- The paper introduces a novel latent-space EBM framework that jointly models data and attributes for controllable image generation.
- It leverages an ODE-based sampling method, achieving efficient and robust zero-shot generation with significant improvements over baselines.
- Experimental results on CIFAR-10 and FFHQ demonstrate high quality, precise sequential edits and superior conditional sampling performance.

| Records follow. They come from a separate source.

PR #720, opened 2026-05-02
[Bugfix #717] Fall back to Tower terminal_sessions when local state misses a builder

### LINKED ISSUE #717: afx attach can't find builders registered only in Tower's terminal registry
## Summary

`afx attach` fails to find a builder that `afx status` shows as active. The builder is visible in the Tower web UI and responds to `afx send`, but `afx attach -p <id>` says "Builder not found."

## Root Cause

`afx status` (when Tower is running) queries the Tower API, which reads from `global.db terminal_sessions`. But `afx attach` only queries the **local** `.agent-farm/state.db builders` table via `getBuilder()` / `getBuilders()` in `state.ts`.

These are two separate databases with no synchronization. If the local `builders` row was never written (e.g., spawned by a different session, race condition during spawn, or state.db was cleared), the builder exists in Tower but is invisible to `attach`.

## Reproduction

1. Have a Tower running with an active builder (visible in `afx status` and Tower web UI)
2. Verify `.agent-farm/state.db` builders table is empty: `sqlite3 .agent-farm/state.db "SELECT * FROM builders;"`
3. Run `afx attach -p <builder-id>` → "Builder not found"
4. Run `afx send <builder-id> "hello"` → works (routes through Tower API)

## Expected Behavior

`afx attach` should fall back to querying Tower's terminal registry when the local builders table has no match, similar to how `afx status` already does.

## Relevant Code

- `commands/attach.ts:41-63` — `findBuilderById()` only queries local state
- `commands/status.ts:26-62` — queries Tower API when Tower is running
- `servers/tower-terminals.ts:819-828` — Tower tracks builders by `role_id`
- `state.ts:75-111` — `upsertBuilder()` writes only to local state.db

## Workaround

Use `afx send <builder-id> "<message>"` (routes through Tower) or interact via the Tower web UI at `http://localhost:4100`.

waleedkadous:
## Summary
Fixes #717

## Root Cause
Two related bugs combined to make `afx attach` unreliable:

1. **Lookup miss**: `findBuilderById` / `findBuilderByIssue` only consulted the local `state.db builders` table. Tower's terminal registry (`global.db terminal_sessions`) was never consulted, so a builder visible to `afx status` and `afx send` could still error as "Builder not found" from `afx attach -p <id>` whenever the local row was missing — e.g. spawned in a different session, lost during a `state.db` reset, or never written due to a spawn-time race.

Controllable and Compositional Generation with Latent-Space Energy-Based Models
Introduction
The paper "Controllable and Compositional Generation with Latent-Space Energy-Based Models" (2110.10873) presents a novel approach to address the challenges in controllable and compositional image generation using Energy-Based Models (EBMs) in the latent space of pre-trained generative models. The proposed method introduces a joint EBM formulation and efficiently formulates sampling from the joint distribution as solving an ordinary differential equation (ODE). This research achieves significant improvements in both conditional sampling and sequential editing tasks, excelling particularly in zero-shot generation of novel attribute combinations.
Methodology
The core contribution of this paper is the introduction of EBMs in the latent space of a pre-trained generative model such as StyleGAN. This approach leverages a novel EBM formulation that jointly models the data and attributes. The joint distribution is sampled by solving an ODE, which is shown to be efficient and robust to hyperparameters. The method requires only the training of an attribute classifier, making it simple, fast to train, and efficient to sample.
Energy-Based Models
EBMs are leveraged to represent data by learning an unnormalized probability distribution. The energy function is defined in the latent space, which allows for scalable high-resolution image generation. Unlike traditional methods that sample directly in pixel space, the proposed method operates in latent space, aligning sampling efficiency with high-quality image synthesis.
Sampling Methodology
The paper introduces a new sampling method based on solving the ODE using probability flow ODEs induced by the reverse diffusion process. This method is efficient and robust, avoiding the high computational cost and sensitivity of Langevin dynamics traditionally used in EBMs.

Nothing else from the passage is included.